Addie Camp, also known as Kennedyville, Addie Spur, or Canadaville (USGS maps only), is a ghost town located in Pennington County, South Dakota, United States. It was a mining camp in the Black Hills.

Naming
Addie Camp was named by the miners of the nearby Addie Mine. The later name "Kennedyville" came from the owner of the boarding house and saloon, Tom Kennedy. "Canadaville" is probably a corruption of "Kennedyville."

History
Addie Camp was settled by the miners of the nearby Addie Mine, which was run under the England-based Harvey Peak Tin Mining, Milling, and Manufacturing Company. The company mainly produced cassiterite from the Keystone-Hill City area.

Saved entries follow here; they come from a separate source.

PR #398, opened 2024-04-21
Fix libxml++ contrib library compiler options

Woazboat:
Linking the libxml++ contrib library with cgimap_common_compiler_options with INTERFACE scope is a bug as that only applies to targets using the library but not the library itself.
(Copy paste error from catch2 which is a header only interface library and can therefore only link to other libraries with INTERFACE scope)

https://github.com/zerebubuth/openstreetmap-cgimap/commit/0901120a963542b457ceb1f45890e18de4b4be88#diff-f3c6529ba39f2f8fe71ba721bdb3eccec46bd4ba024980398b12c7e7cd3f2672R5

### DIFF
--- a/contrib/CMakeLists.txt
+++ b/contrib/CMakeLists.txt
@@ -5,4 +5,4 @@ add_subdirectory(catch2)
 add_subdirectory(libxml++)
 
 target_link_libraries(catch2 INTERFACE cgimap_common_compiler_options)
-target_link_libraries(libxml++ INTERFACE cgimap_common_compiler_options)
+target_link_libraries(libxml++ PUBLIC cgimap_common_compiler_options)


mmd-osm:
I'm a bit curious where this would show up today as an issue. Is it maybe that profiling and coverage would not work for libxml++, or would I notice some other issues?

Woazboat:
I don't think it currently has any effect other than profiling / coverage. C++17 is the default for >= gcc 11 anyway and the other defines `PACKAGE_NAME=...`, `PACKAGE_VERSION=...`, ... that are set aren't used in the libxml++ code. I noticed it because I was testing compilation with C++ 20 and that wasn't applied.

mmd-osm:
Yes, that makes sense, thanks for your feedback!

PR #407, opened 2024-05-25
JSON support for changeset upload

mmd-osm:
Back in https://github.com/openstreetmap/openstreetmap-website/issues/3501 we've talked about adding JSON support for a few remaining endpoints. Unfortunately, this project never took off. Why not give it another try now.

I found a streaming json parser based on yajl called [sjparser](https://gitlab.com/dhurum/sjparser), that has schema support. It offers a much saner interface than yajl alone, and emits on OSM element at a time. It also hides all that ugly state handling behind the scenes, unlike the XML parser we have in place today.

* Define new format specifications for JSON based messages:
   - /api/0.6/changeset/nnn/upload
       +  Input: OSMChange, based on OSM JSON format -> some examples in test_parse_osmchange_json_input.cpp
       +  Output: diffResult: TODO

There are a few other changeset related endpoints (create / update) that don't support JSON. This can be addressed in another PR.


mmd-osm:
Created an issue for sjparser: https://gitlab.com/dhurum/sjparser/-/issues/1

mmd-osm:
json_upload

PR #81, opened 2020-10-15
RFR: Update README for unit/functional testing

bsquizz:
Improve our documentation related to running the unit/functional tests.

### DIFF
--- a/README.md
+++ b/README.md
@@ -95,3 +95,6 @@ Run the tests:
 ```
 make test
 ```
+
+If you're just getting started with writing tests in Go, or getting started with Go in general, take
+a look at https://quii.gitbook.io/learn-go-with-tests/
--- a/README.md
+++ b/README.md
@@ -82,12 +82,14 @@ get initialized against a control pane just like it would against a real Openshi
 
 1. Download and install `kubebuilder`.
 [See install instructions here](https://book.kubebuilder.io/quick-start.html#installation).
+
 2. Make sure that the directory you installed kubebuilder in is present in your `PATH`. You should
 see the following executables in that directory:
-```
-etcd  kube-apiserver  kubebuilder  kubectl
-```
-It is recommended you append the directory to your `PATH` in your `.bashrc`, `.zshrc`, or similar.
+    ```
+    etcd  kube-apiserver  kubebuilder  kubectl
+    ```
+    It is recommended you append the directory to your `PATH` in your `.bashrc`, `.zshrc`, or similar.
+
 3. Download and install `kustomize`.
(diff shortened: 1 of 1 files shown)


README.md
```diff
@@ -77,19 +77,24 @@ The diagram below describes how the application accesses the configuration.
...
-enables the operator to get initialized against a control pane just like it
-would against a real Openshift cluster.
+The tests rely on the test environment set up by controller-runtime.  This enables the operator to 
+get initialized against a control pane just like it would against a real Openshift cluster.
+
+1. Download and install `kubebuilder`.
+[See install instructions here](https://book.kubebuilder.io/quick-start.html#installation).
+2. Make sure that `kubebuilder` is present in your `PATH`. It is recommended you append it to your
+`PATH` in your `.bashrc`, `.zshrc`, or similar.
+3. Download and install `kustomize`.
```
psav, line 87: Kustomize isn't required for the current tests - is this required for the new unit tests you added?

bsquizz: I was getting some errors about kustomize not being in my PATH when I ran the tests initially :man_shrugging:

kylape: I think you need kustomize to do the initial code generation done by the SDK.  Worst case devs install kustomize when they don't have to, which doesn't seem that bad.

README.md
```diff
@@ -77,19 +77,24 @@ The diagram below describes how the application accesses the configuration.
...
 
-The tests rely on the test environment set up by controller-runtime.  This
-enables the operator to get initialized against a control pane just like it
-would against a real Openshift cluster.
+The tests rely on the test environment set up by controller-runtime.  This enables the operator to 
+get initialized against a control pane just like it would against a real Openshift cluster.
+
+1. Download and install `kubebuilder`.
+[See install instructions here](https://book.kubebuilder.io/quick-start.html#installation).
+2. Make sure that `kubebuilder` is present in your `PATH`. It is recommended you append it to your
```
kylape, line 85: Just putting the kubebuilder binary in my PATH was not sufficient.  You also need to have `etcd` and `kube-apiserver` binaries available, and afaict you have to specify where they are using the KUBEBUILDER_ASSETS env var.

kylape (changes requested):

README.md
bsquizz: True, when I installed kubebuilder, those two were included. Once they are on the PATH it appears setting the ASSETS is not needed for me.

bsquizz: Updated to mention the other executables

bsquizz: As long as kubebuilder is installed in the default location (/usr/local/kubebuilder/bin) you don't need KUBEBUILDER_ASSETS ... if you place those in a different dir, you do need that env var. Updated README.

PR #82, opened 2020-10-19
Add reconciliation for replica/partition

psav:


controllers/cloud.redhat.com/providers/kafka/provider.go
```diff
@@ -14,7 +14,7 @@ import (
 // KafkaProvider is the interface for apps to use to configure kafka topics
 type KafkaProvider interface {
 	p.Configurable
-	CreateTopic(nn types.NamespacedName, topic *strimzi.KafkaTopicSpec) error
+	CreateTopic(nn types.NamespacedName, topic *strimzi.KafkaTopicSpec, app *crd.ClowdApp) error
```
kylape, line 17: Doesn't `nn` represent the `NamespacedName` of the app that you're now passing in?

kylape: If you're going to pass the app in, I suggest you remove the other two arguments and change the name to `CreateTopics` and then iterate over the topics in each kafka mode.

kylape:
I know I said I'd merge unless there are glaring issues, but..... I can't help myself!

1. do we want to change the requeue behavior in this PR?  It seems unrelated
2. Can you remove all the printf statements (commented or otherwise?)
3. Micro optimization suggestion: maybe call client.List outside the for loop in the strimzi provider mode?

PR #87, opened 2020-10-21
Fix target namespace handling

psav:
* Used to rely on the targetNamespace field being set but now it's
  optional.
* The targetNamespace is set to cloudenv-[ClowdEnvironment.Name] which
  should be safe to be unique because the ClowdEnvironment name
  is unique in a single cluster anyway
* ObjectStore in the status was not being used as status seems to be
  invalid for cluster scoped resources


psav:
Revisit Status

psav:
Status is working - still needed to "create" namespace and decide what to do on removal of the env - should we delete namespace or leave it

kylape (dismissed):

PR #102, opened 2020-11-06
Creates app migration checklist

BlakeHolifield:
Feel free to suggest changes or additions

### DIFF
--- a/docs/migration/checklist.md
+++ b/docs/migration/checklist.md
@@ -1,39 +1,30 @@
 # Migration Checklist
 
+> Suggested order is top to bottom
+
+## App Changes - Settings, Config, and ClowdApp (if applicable)
+  - [ ] database (RDS) is connected via clowder config and is present in ClowdApp
+  - [ ] inMemoryDb (Redis) is connected via clowder config and is present in ClowdApp
+  - [ ] kafka is connected via clowder, topics are present in Clowdapp
+  - [ ] logging is sent to cloudwatch via clowder
+  - [ ] objectstores are connected via clowder, minio is used instead of boto
+  - [ ] webport is present in Clowdapp
+  - [ ] dependent services are present in Clowdapp
+  - [ ] CLOWDER_ENABLED can toggle backwards compatability in app config
+  - [ ] ENV_NAME is parameterized and set to required
+  - [ ] CLOWDER_ENABLED is parameterized and set to required
+  - [ ] MIN_REPLICAS is parameterized
+
 ## Build and Deploy
-  - [ ] Dockerfile
-  - [ ] build_deploy.sh
-  - [ ] pr_check.sh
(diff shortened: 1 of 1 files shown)


docs/migration/checklist.md
```diff
@@ -0,0 +1,26 @@
+# Migration Checklist
+
+### The Source Repo has 
+  - [ ] Dockerfile
+  - [ ] build_deploy.sh
+  - [ ] pr_check.sh
+  - [ ] e2e build disabled (after build pipeline is validated)
```
kylape, line 7: I think e2e should be its own section titled "backwards compatibility"

docs/migration/checklist.md
```diff
@@ -0,0 +1,26 @@
...
+### App config (check if not applicable)
+  - [ ] Kafka topics and bootstrap url
+  - [ ] Object store buckets (minio, s3)
+  - [ ] Databases (RDS, Redis)
```
kylape, line 11: This could be two separate items

docs/migration/checklist.md
```diff
@@ -0,0 +1,26 @@
...
+  - [ ] Logging via Cloudwatch
+  - [ ] Web path and port 
+  - [ ] Metrics path and port  
+  - [ ] Dependent services (rbac, etc) 
+### Clowdapp resource
```
kylape, line 16: We should add all the things not related to pod spec, e.g. kafka topics, web and in-memory db flags, etc.

docs/migration/checklist.md
```diff
@@ -0,0 +1,26 @@
+# Migration Checklist
+
+### The Source Repo has 
+  - [ ] Dockerfile
+  - [ ] build_deploy.sh
+  - [ ] pr_check.sh
+  - [ ] e2e build disabled (after build pipeline is validated)
+### App config (check if not applicable)
+  - [ ] Kafka topics and bootstrap url
+  - [ ] Object store buckets (minio, s3)
```
kylape, line 10: Should we say something about using the minio lib if possible?

kylape (changes requested):
This is a really great idea.  I think we should make as many checklist items linked to the migration doc as possible, though that of course doesn't have to be done before we merge this PR.

docs/migration/checklist.md
bsquizz: There's a few things to cover in e2e-deploy:
* You need to disable the 'quay copier' build config for your app (so that the app's image is not being pushed to quay from 2 places)
* You need to update your app's qa/smoke env YAML files so that your app pulls its image from quay -- if you completely get rid of all webhooks triggering the old BuildConfigs on OpenShift then you'd need to update the ci env YAML for this too.
* Disable the "prod" env option in your app's Jenkins deploy job

I can add more details for each of these to whatever doc we decide to house this info in ...

kylape (approved):

PR #105, opened 2020-11-09
Add AutoScaling via Keda.sh operator

lindgrenj6:
Adding autoscaling via (keda)[keda.sh] for Insights Hackathon fall 2020

\# TODO:
- [x] Define Autoscaling schema (under `podSpec`)
- [x] Create `ScaledObject` resource when creating ClowdApp CR
- [ ] Remove `ScaledObject` resource when deleting ClowdApp CR
- [ ] Add logic to **NOT** update replica count in deployment if autoscaling is present.
- [ ] tests (or maybe not since this is a hackathon...)


kylape (commented):
The implementation looks good to me.  My main feedback is regarding the design of the spec in ClowdApp.  We need to be able to support autoscaling for webservices as well.  Does that mean we create a list of AutoScalingSpecs?  Or should we create two subspecs under AutoScalingSpec, one for kafka and one for web?  Do we need to plan for even more types of autoscaling resources down the road?

Alternatively we could do away with a separate AutoScalingSpec and instead add autoscaling attributes to the WebSpec (we'd have to change `web` to be a struct) and `KafkaTopicSpec`. WDYT?

lindgrenj6:
@kylape Yeah I like the idea of having 2 different specs - one for web and one for kafka. That way we can still validate the fields to create the `ScaledObject`. The main problem is that for the Trigger array under the ScaledObjectSpec is just a `map[string]string` - would be a pain to not have validation on that and then have people going "why isn't my scaler working".

kylape:
I think we could be more restrictive than `map[string]string`.  This can piggyback off the work we have planned for specifying SLIs/SLOs in a ClowdApp and generating PrometheusRules from them.  We expose a few autoscaling params, pair it with SLI/SLO data, and then Clowder can write out the prometheus-based ScaledObjectSpecs.

bennyturns:
This so out of date we will need to rework a ton to get this merged.  We are DEF interested in this, lets open a new PR for when we want to get this merged.

PR #122, opened 2020-11-24
Added status checking

psav:


controllers/cloud.redhat.com/clowdapp_controller.go
```diff
@@ -142,9 +142,48 @@ func (r *ClowdAppReconciler) Reconcile(req ctrl.Request) (ctrl.Result, error) {
...
+	app.Status.ReadyDeployments = readyDeployments
+	err = proxyClient.Status().Update(ctx, &app)
+	if err != nil {
+		return ctrl.Result{}, err
+	}
+
 	return ctrl.Result{Requeue: requeue}, nil
 }
 
+func DeploymentStatusChecker(deployment *apps.Deployment) (string, bool, error) {
```
psav, line 171: This came from kubectl

kylape:
The code looks good but there are some clear opportunities to apply the DRY principle.  I wonder if we could create a new file `status.go`, create a common struct/interface that contains the deployment status, and move the `GetOwnedDeployments` function in there.  Rename `GetOwnedDeployments` to `FilterOwnedDeployment` and pass in the UID instead of having it be a member of the struct.

wdyt?  I'm not convinced it's better, but it feels like it would DRY up the code a bit.

kylape:
Well I went ahead and tried out the refactor.  Lemme know if you think it's any better.

psav:
Yup - think it's much better

config/rbac/role.yaml
```diff
@@ -9,12 +9,12 @@ rules:
 - apiGroups:
   - ""
   resources:
+  - configmaps
```
psav, line 12: This is a result of another change, but it's fine to leave in here too

kylape:
@psav looks like my refactor is gone?  was that intentional?

PR #126, opened 2020-11-25
Addition of SOP documentation

psav:


docs/sop.rst
```diff
@@ -0,0 +1,135 @@
+Operating Clowder
+=================
+
+Two primary aspects of operating Clowder: Operating the apps managed by Clowder and operating
+Clowder itself.
+
+Contrary to many other deployment models where apps configure themselves, an application that is
```
kylape, line 7: "configure themselves" sounds odd.  I wonder if saying something more like "where devs are burdened with the repsponsibility of wiring up all aspects of their applications in k8s", though that is much more wordy.

docs/sop.rst
```diff
@@ -0,0 +1,135 @@
...
+managed by Clowder will have configuration presented to it and is expected to use it. Clowder
```
kylape, line 8: apps are "expected" to use it because there is no other way to obtain this information.  I know this is an SOP and not marketing material, but I would like to use this paragraph to emphasize the core value of Clowder by explicitly stating how we are removing the configuration effort from devs.

docs/sop.rst
```diff
@@ -0,0 +1,135 @@
...
+governs many different aspects of an application's configuration, from defining the port it should
+listen on, to metrics, kafka topics, service hostnames, and more. In this way a common configuration
+format is presented to the application no matter the envrionment it is running in, enabling a far
+easier development experience.
```
kylape, line 12: ok yeah you get to the benefits here, but I wonder if this should be explained at the beginning of the paragraph rather than the end?

docs/sop.rst
```diff
@@ -0,0 +1,135 @@
...
+
+Operating Apps Managed by Clowder
+---------------------------------
+
+ClowdEnvironment
+++++++++++++++++
+
+**abbreviated to ``env`` in k8s**
```
kylape, line 20: ugh I wish the back ticks worked in bold text, but alas...

docs/sop.rst
```diff
@@ -0,0 +1,135 @@
...
+
+The ``ClowdEnvironment`` CRD is responsible for configuring the environment that the Clowder enabled
```
kylape, line 22: what is an environment comprised of?  From Clowder's perspective, an environment is made up of the configuration and deployments needed to operate a complete clouddot environment.  I guess just saying "environment" here is kind of redundant.

docs/sop.rst
```diff
@@ -0,0 +1,135 @@
...
+apps will interact with. It is a *cluster scoped* CRD and thus must have a unique name inside the
+k8s cluster. For production environments it is usual to have only one ``ClowdEnvironment``, whereas
+in other scenarios &mdash; such as ephemeral testing &mdash; Clowder enables the management of
```
kylape, line 25: I don't know how to make em-dashes in RST

docs/sop.rst
```diff
@@ -0,0 +1,135 @@
...
+multiple environments that operate completely independently from each other.
+
+Providers
+^^^^^^^^^
+
+Clowder provides a number of providers which govern the creation of services, e.g. Kafka topics,
```
kylape, line 31:
```suggestion
An environment's specification is broken into **providers**, which govern the creation of services, e.g. Kafka topics,
```

docs/sop.rst
```diff
@@ -0,0 +1,135 @@
...
+object storage, etc, that applications may depend on. The ``ClowdEnvironment`` CRD configures these
+providers principally by making use of a provider's mode.
```
kylape, line 33:
```suggestion
providers principally by making use of a provider's **mode**.
```

docs/sop.rst
```diff
@@ -0,0 +1,135 @@
...
+
+Modes
+^^^^^
+
+Providers often operate in different modes. As an example the Kafka provider can operate in three
```
kylape, line 38: This first sentence seems redundant with the last sentence of the previous paragraph.  Maybe remove that last sentence??

docs/sop.rst
```diff
@@ -0,0 +1,135 @@
...
+- `Metrics <https://redhatinsights.github.io/clowder/api_reference.html#k8s-api-cloud-redhat-com-clowder-v2-apis-cloud-redhat-com-v1alpha1-metricsconfig>`_
+
+Target Namespace
+^^^^^^^^^^^^^^^^
+
+Clowder will provision two types of resources during operation, *environmental* and *application*
+specific. Application resources will be deployed into the same namespace the ClowdApp resides in.
+Environmental resources, such as the Kafka/Zookeeper from the exmaple in the *Modes* section, will
+be placed in the ``ClowdEnvironment``'s target namespace. This is configured by setting the
+``targetNamespace`` attribute of the ``ClowdEnvironment`` and should always be set for production
```
kylape, line 63: maybe remove the assertion that it should be set in prod? Seems unnecessary.

docs/sop.rst
```diff
@@ -0,0 +1,135 @@
...
+- `Object storage <https://redhatinsights.github.io/clowder/api_reference.html#k8s-api-cloud-redhat-com-clowder-v2-apis-cloud-redhat-com-v1alpha1-objectstoreconfig>`_
+- `In-memory DB <https://redhatinsights.github.io/clowder/api_reference.html#k8s-api-cloud-redhat-com-clowder-v2-apis-cloud-redhat-com-v1alpha1-inmemorydbconfig>`_
+- `Relational DB <https://redhatinsights.github.io/clowder/api_reference.html#k8s-api-cloud-redhat-com-clowder-v2-apis-cloud-redhat-com-v1alpha1-databaseconfig>`_
+- `Web <https://redhatinsights.github.io/clowder/api_reference.html#k8s-api-cloud-redhat-com-clowder-v2-apis-cloud-redhat-com-v1alpha1-webconfig>`_
+- `Metrics <https://redhatinsights.github.io/clowder/api_reference.html#k8s-api-cloud-redhat-com-clowder-v2-apis-cloud-redhat-com-v1alpha1-metricsconfig>`_
+
+Target Namespace
+^^^^^^^^^^^^^^^^
+
+Clowder will provision two types of resources during operation, *environmental* and *application*
```
kylape, line 59: I think we can omit the app-specific info here since we're still under the ClowdEnv section.

docs/sop.rst
```diff
@@ -0,0 +1,135 @@
...
+
+**abbreviated to ``app`` in k8s**
+
+The ``ClowdApp`` CRD is responsible for configuring an application and is namespace scoped. Any
+resources Clowder creates on behalf of the application will reside in the same namespace that the
+``ClowdApp`` resources is applied to. As such the ``ClowdApp`` name must be unique within a
+particular namespace.  An ``ClowdApp`` does not have to be placed in the ``ClowdEnvironment``'s
+target namespace.
+
+A ``ClowdApp`` may define multiple services inside it. These services, though defined by a
```
kylape, line 78: You refer to the `pod` specs as "services", causing an inconsistency.  Is that what we want to call them?

docs/sop.rst
```diff
@@ -0,0 +1,135 @@
...
+specification that is very similar to the k8s pod specification, will be deployed as individual
+deployment resources.  Functionally, defining multiple applications in the same ``ClowdApp``
+specification allows the sharing of some infrastructure dependencies such as databases.
+Applications in different ClowdApp's should not expect to be able to share databases.
```
kylape, line 82: hmm I don't know if this is true anymore.  I think it may be hard to hold this assertion as more apps onboard

docs/sop.rst
```diff
@@ -0,0 +1,135 @@
...
+respectively. By default these are set to 8000 for the web service port and 9000 for the metrics
+port.
+
+Clowder will also set certain fields in the pod spec, inline with best practice, such as pull
+policy, and anti-affinity.
+
+Clowder will also create a ``Secret`` resource which will contain the generated configuration
+for that app. This secret will be mounted at ``/cdappconfig.json`` and will be consumed by the app
+to configure itself on startup.
+
```
kylape, line 126: What about local redis and postgresql DBs?

docs/sop.rst
psav: Agreed

docs/sop.rst
psav: I know it's sad :(

docs/sop.rst
psav: Sure - but if a section is navigated to having a brief context isn't a bad idea.

docs/sop.rst
psav: What do you mean?

docs/sop.rst
psav: I'm not sure, should we do a spec change to bring the terminology inline before this is used outside of the platform?

kylape: Yeah but we should make sure we choose a good name, which is a challenge.

psav: Agreed......

PR #131, opened 2020-12-01
Added redis config map for ephemeral env

psav:
* Redis requires a mode to be set for it to operate as we require in ephemeral env


controllers/cloud.redhat.com/providers/inmemorydb/redis.go
```diff
@@ -71,16 +93,35 @@ func makeLocalRedis(o obj.ClowdObject, dd *apps.Deployment, svc *core.Service, p
 		TimeoutSeconds:      2,
 	}
 
+	dd.Spec.Template.Spec.Volumes = []core.Volume{{
+		Name: nn.Name,
+		VolumeSource: core.VolumeSource{
+			ConfigMap: &core.ConfigMapVolumeSource{
+				LocalObjectReference: core.LocalObjectReference{
+					Name: fmt.Sprintf("%v", nn.Name),
```
kylape, line 101: Is there a reason you can't just do `Name: nn.Name,`?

Another mine in the town, The Good Luck Mine, mined tungsten. In December 1892, the Grand Island & Wyoming Central Railroad built a line running from the town to the tin mill east of Hill City. The mine never became successful, despite shaft and drift mining down to 800 feet. On February 25, 1900, the railroad extended to Keystone, causing the town to grow again. The town included a boarding house, saloon, platform station, and commissary car for railroaders. The town declined when, in June 1917, the railroad leading into the town was removed. This turned Addie Camp into a small farming community.

Geography
The former site of the town is in Pennington County and is located 2.7 miles east of Hill City. The elevation is 4,892 feet (1,491 m) above sea level. There are only a few ruined houses remaining, which are located on the north side of the former railroad tracks and along an old gravel road.